Note: Below is a guest post from Melvin Holman, Chief Business Development Officer for our partner, Platform 161. Connect with him on Twitter and LinkedIn.
It’s almost impossible to have a conversation today about digital advertising that doesn’t include Google and Facebook. Together, these digital powerhouses, or walled gardens as we like to call them, account for nearly 60% of total digital advertising, and a quarter of all global ad spend. It’s even estimated that they pocket somewhere between 75 and 90% of every new dollar that flows to digital.

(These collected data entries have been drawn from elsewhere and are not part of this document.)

PR #3265, opened 2026-07-27
feat(git): filter large git show blob dumps with recovery and Latin-1 decoding

breisnerlopez:
## Summary

- **`feat(git)`**: `git show <rev>:<path>` blob dumps (previously passed through at 0% savings) are now filtered — large text blobs are capped to an 8 KiB preview with a `tail -n +N` recovery pointer (the full blob is tee'd); small blobs, tree listings, binary, and blobs too large to recover intact pass through unchanged.
- **Encoding-aware capture**: blobs are captured as raw bytes and decoded encoding-aware — ISO-8859 / Latin-1 files (e.g. Oracle PL/SQL `.pck`) are transcoded losslessly instead of being corrupted into U+FFFD by lossy UTF-8, which also unblocks their compression. Ambiguous single-byte encodings (CP1252) and binary pass through raw. Measured on a real 77 KB Latin-1 blob: **0% → 89% savings** with the `É`→`�` corruption removed. (Same class of fix as #1087.)

## Test plan

- [x] `cargo fmt --all --check && cargo clippy --all-targets && cargo test` — clean; blob/decode tests green on current `develop`.
- [x] Unit + fixture tests cover decode (UTF-8 / Latin-1 / CP1252 / binary), byte-cap windowing, recovery-offset math, and edge cases (tree passthrough, binary passthrough, UTF-8 boundary no-panic, giant single line, exceeds-recoverable passthrough, no-trailing-newline).
- [x] Manual testing:
  - `git show HEAD:src/main.rs` → ~120 KB → 8 KB, `tail -n +N` recovery reconstructs byte-for-byte
  - `git show HEAD:<latin1.pck>` → 89% savings, no `�`, recovery byte-identical to `iconv -f ISO-8859-1`
  - `git show HEAD:<dir>` (tree) and `HEAD:<binary>` → passthrough unchanged

> Scope note: this is the `feat(git)` part of the earlier bundled PR #3064, **split into a focused PR** (per the single-focus rule) and **rebased onto current `develop`**. The independent `fix(tee)` recovery-slug fix from that bundle is submitted separately; the subjective advisory-hints refactor was dropped. #3064 will be closed in favor of these focused PRs.

PR #3274, opened 2026-07-28
fix(hook): split compound commands on newlines for rewriting

breisnerlopez:
### Problem

The hook rewriter splits a command line on `&&`, `||`, `;` and `|` before rewriting each clause, but **not on a bare newline**. So a multi-line command such as

```
cd /some/worktree
grep foo bar.txt
```

is treated as a single unrewritable segment and escapes rewriting entirely — `grep`/`git`/`find`/… on the following lines never become `rtk grep`/… This is common in `cd <dir>`-prefixed and worktree-oriented workflows, where it drops rtk coverage on those commands to ~0%.

### Fix

- Add `tokenize_with_newlines` (thin wrapper over the existing `tokenize_inner(_, true)`) and use it in `rewrite_compound`, so a bare `\n` is treated as a clause separator like `;`. The `\n` is re-emitted verbatim in the rejoin (no surrounding spaces), preserving the original layout.
- Include `\n`/`\r` in the `has_compound` fast-path so a command that *starts* with `rtk` but has more lines (`rtk gain\nls -la`) still falls through and rewrites the later lines.
- Collapse `\r\n`/lone `\r` to a single `\n` separator so CRLF input doesn't emit a spurious blank line.

### Safety

Command-substitution safety is unaffected: the permission/hook layer already defers on `$(...)`/backticks (and other unattestable constructs) *before* rewriting, and the allow-per-segment permission verdict already splits on newlines (the existing newline-bypass CVE guards). This change only touches the rewriter, which runs after and independently of the permission verdict — it can't elevate a decision or change how a dangerous command is treated. Verified end-to-end that `git status\nrm -rf …` is byte-identical to before (no auto-allow) and that multi-line `$(...)` defers with no rewrite.

### Tests

New unit tests for: `cd`-prefixed newline, both-sides rewrite, newline+pipe, trailing newline, `rtk`-prefixed multi-line, CRLF collapse; plus a hook-level regression test that multi-line command substitution defers. `cargo fmt --check` and `cargo clippy --all-targets` clean; full suite green.

### DIFF
--- a/src/discover/registry.rs
+++ b/src/discover/registry.rs
@@ -2,7 +2,6 @@
 
 use crate::core::utils::composer_bin_dirs;
 use regex::{Regex, RegexSet};
-use std::borrow::Cow;
 use std::path::Path;
 use std::sync::LazyLock;
 
@@ -702,15 +701,6 @@ fn rewrite_compound(
     excluded: &[ExcludePattern],
     transparent_prefixes: &[String],
 ) -> Option<String> {
-    // Normalize CRLF/lone-CR to LF so one logical newline yields exactly one
-    // separator (avoids emitting a blank line for `\r\n`). Both the tokens and the
-    // slices below are taken from `cmd`, so they stay consistent.
-    let normalized: Cow<str> = if cmd.contains('\r') {
-        Cow::Owned(cmd.replace("\r\n", "\n").replace('\r', "\n"))
-    } else {
-        Cow::Borrowed(cmd)
-    };
-    let cmd = normalized.as_ref();
     // Newline-aware: a bare `\n` separates clauses just like `;`, so multi-line
     // commands (e.g. `cd /x\ngrep foo`) get each clause rewritten instead of being
     // swallowed as a single unrewritable segment.
@@ -3964,6 +3954,23 @@ mod tests {
         assert_eq!(
             rewrite_command_no_prefixes("cd /x\r\ngrep foo", &[]),
             Some("cd /x\nrtk grep foo".into())
+        );
+    }
+
+    #[test]
+    fn test_rewrite_compound_cr_inside_quotes_not_a_separator() {
+        // A raw CR *inside* a quoted argument must not be treated as a clause
+        // separator: it stays part of the (single) segment and is preserved
+        // verbatim. Regression guard for over-broad CRLF normalization that used
+        // to `replace('\r', "\n")` across the whole command, splitting quoted CRs.
+        assert_eq!(
+            rewrite_command_no_prefixes("grep 'a\rb' file.txt", &[]),
+            Some("rtk grep 'a\rb' file.txt".into())
+        );
+        // Same for a CRLF sequence embedded in a quoted argument.
+        assert_eq!(
+            rewrite_command_no_prefixes("grep \"a\r\nb\" file.txt", &[]),
+            Some("rtk grep \"a\r\nb\" file.txt".into())
         );
     }
 
--- a/src/discover/registry.rs
+++ b/src/discover/registry.rs
@@ -2,10 +2,14 @@
 
 use crate::core::utils::composer_bin_dirs;
 use regex::{Regex, RegexSet};
+use std::borrow::Cow;
 use std::path::Path;
 use std::sync::LazyLock;
 
-use super::lexer::{shell_split, split_on_operators, tokenize, ParsedToken, PipeKind, TokenKind};
+use super::lexer::{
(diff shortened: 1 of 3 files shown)


breisnerlopez:
This is the highest-impact of my open PRs on the token side: without it, compound commands split across newlines (`cd …`⏎`grep …` on separate lines) skip rewriting entirely, so their output streams through unfiltered — a big chunk of savings lost in parallel/worktree flows. CI's green and it's mergeable. Would appreciate a review when you have a moment, @aeppling 🙏

breisnerlopez:
Friendly nudge — this one's been open ~10 days with green CI and CLA signed. @aeppling @KuSh, when you have a spare cycle, would you mind taking a look?

It's the highest token-impact of my open PRs: without it, compound commands split across newlines (`cd …`⏎`grep …`) skip rewriting entirely and stream their output raw, so rtk saves nothing on them. The fix is scoped to the lexer/rewriter (newline splitting), keeps the substitution/permission guards untouched, and adds 7 tests.

For batch review, my other single-focus PRs on `develop` are: #3265 (git-show blob filter), #3266 (tee slug collisions), #3258 / #3259 (grep flag collisions), #3275 (pnpm global flags). No rush on any — happy to rebase or split further if that helps. Thanks for the project!

src/discover/registry.rs
```diff
@@ -693,7 +702,19 @@ fn rewrite_compound(
...
-    let tokens = tokenize(cmd);
+    // Normalize CRLF/lone-CR to LF so one logical newline yields exactly one
+    // separator (avoids emitting a blank line for `\r\n`). Both the tokens and the
+    // slices below are taken from `cmd`, so they stay consistent.
+    let normalized: Cow<str> = if cmd.contains('\r') {
+        Cow::Owned(cmd.replace("\r\n", "\n").replace('\r', "\n"))
+    } else {
+        Cow::Borrowed(cmd)
+    };
+    let cmd = normalized.as_ref();
```
KuSh, line 713: This seems a bit too broad and could replace content inside quoted arguments, for example `grep 'a\rb' file.txt` with a raw CR byte inside the single quotes.

Suggestion: collapse CR/CRLF only on the newline tokens the tokenizer already isolates, since it already skips quoted content correctly.

It would also be worth adding a test for that.

KuSh (changes requested):

src/discover/registry.rs
breisnerlopez: Good catch, thank you — fixed exactly as you suggested in 33d4823. Instead of the global `replace()`, the collapse now happens on the newline token the tokenizer already isolates: `tokenize_inner` consumes a `\r\n` pair (and a lone `\r`) as a single `Operator("\n")` token, so CRLF still yields exactly one separator with no spurious blank clause, and a CR/LF *inside* quotes is never touched — it's consumed by the quote branch before the newline arm is ever reached. The global normalization and its now-orphan `Cow` import are gone.

Added the test you asked for plus a couple more:
- `test_rewrite_compound_cr_inside_quotes_not_a_separator` — raw CR and CRLF inside single/double quotes stay a single rewritten segment.
- On the shared-tokenizer / permission-gating side: `test_split_perms_crlf`, `test_split_perms_cr_inside_quotes_not_split`, and a CRLF case in `test_attestable_subshell_and_separators`, confirming a command hidden after a CRLF is still split into its own segment while a quoted CR can't smuggle one past the per-segment check.

`cargo fmt --check` + `clippy --all-targets` clean, full suite green (2511/0). CI's rerunning on the push.

KuSh (approved):
Thanks, LGTM!

KuSh:
Hi @breisnerlopez, unfortunately fc8054e already solves the exact same problem your PR targets.

The only thing your PR still adds is support for bare `\r` without `\n`, which is a narrow edge case.

You have two options:
1. Rebase onto current `develop` and diff your intended behavior against `rewrite_multiline_block`.
2. Close this PR and open a small follow-up just for the lone-`\r` separator gap, if you think it’s worth covering, using `fc8054e`’s safer per-line, guarded approach.

Sorry I didn’t catch that sooner

breisnerlopez:
Thanks @KuSh — makes sense, fc8054e covers the main case cleanly and I hadn't seen it land. Going with option 2: closing this in favor of a small, focused follow-up for just the lone-`\r` separator gap, built on fc8054e's per-line guarded path (`rewrite_multiline_block`) rather than my broader rewrite: #3600. Appreciate the pointer.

And despite recent concerns over privacy and brand safety, their share of the pie grows seemingly unabated. What does such market dominance mean for digital advertising as a whole? What are the implications for the brands, publishers and vendors that rely on this channel for business growth? And most importantly: how can the ad world’s Davids ever hope to challenge its Goliaths?
Customer choice is a critical component of any vibrant, successful industry. It forces competition and powers innovation. This is especially true when thinking about digital media, which continues to command more and more consumer attention (and therefore advertiser interest and dollars). It’s also a medium that evolves rapidly, expands constantly, and fragments endlessly.
Such a slippery channel requires diverse tools and approaches and constant experimentation to tame. That’s why many of today’s biggest advertisers and agencies are increasingly turning to advanced machine learning and finely-tuned algorithms to plan and optimize their media buys in real-time, chasing specific audiences and business outcomes at maximum efficiency.
But what happens when more than 80% of those digital buyers are using the same technology to execute their media buying strategies as everyone else, including their competitors? That’s four-fifths of the market tied to the same capabilities, feature sets, data assets, and product roadmap.
Marketers spend valuable manpower and man-hours developing smart media strategies and plans designed to outwit their rivals and engage their target with the right message at the right time in the right context – only for that strategy to end up being deployed and executed in exactly the same software that their competitors are also using.
Who wins in that scenario is unclear, but buyers arguably have the most to lose when the dominance of the duopoly results in the fastening commoditization of ad tech. For a start, a duplicate, one-size-fits-all bidding strategy can result in artificially inflated media costs and an unintended over-messaging to users, causing some to become disenfranchised by what they perceive as repetitive ads.
By contrast, imagine the advantages of being able to create and execute a fully customized buying strategy. By linking a diverse range of technologies with automated processes, buyers can start to unlock differentiated value and create real competitive advantage. Marketers can start to add their own 1st-party data and insights to the buying algorithms and align those models to specific metrics relevant to their unique business goals and priorities.
Recently, we worked with a client in the tourism sector to enhance their bidding algorithm with their own unique data, along with data from seasonal local events, historical bookings, and multiple other local sources. This extra data informed a more advanced approach to what the ‘right’ advertising space looked like for that brand, as well as the right cost to pay. Within two months, this customized approach was already showing improved ROI and an increase in bidding efficiency.
It is often thought that this level of customization requires significant technical know-how and resources. In most situations, this is not the case – at least, not since the rise of APIs. In earlier days, data analysts were manually processing unlinked offline and online data, then using that intelligence to optimize settings within the buying platform itself. In short, it was a labor-intensive process that needed constant monitoring.
Much of this work has now been standardized through API connections, custom dashboards, and automatic data pushes to the programmatic bidder, giving marketers more performance potential than ever before.
While most platforms are capable of such customizable setups, very few allow it. After all, customization at scale increases technical burden, system instability, and hardware costs for the largest platforms – so what’s in it for them? Plus, how do you think they earned the name ‘walled garden’ after all?
Such limits placed on technical innovation, or custom connections, don’t serve the interests of the marketers. Today’s advertiser needs more choice, not less. Brands and agencies have the most to lose if the current trends toward tech commoditization and inflexibility continue, but also the most to gain by pushing platforms to open up their gates, or perhaps more apt, tear down their walls.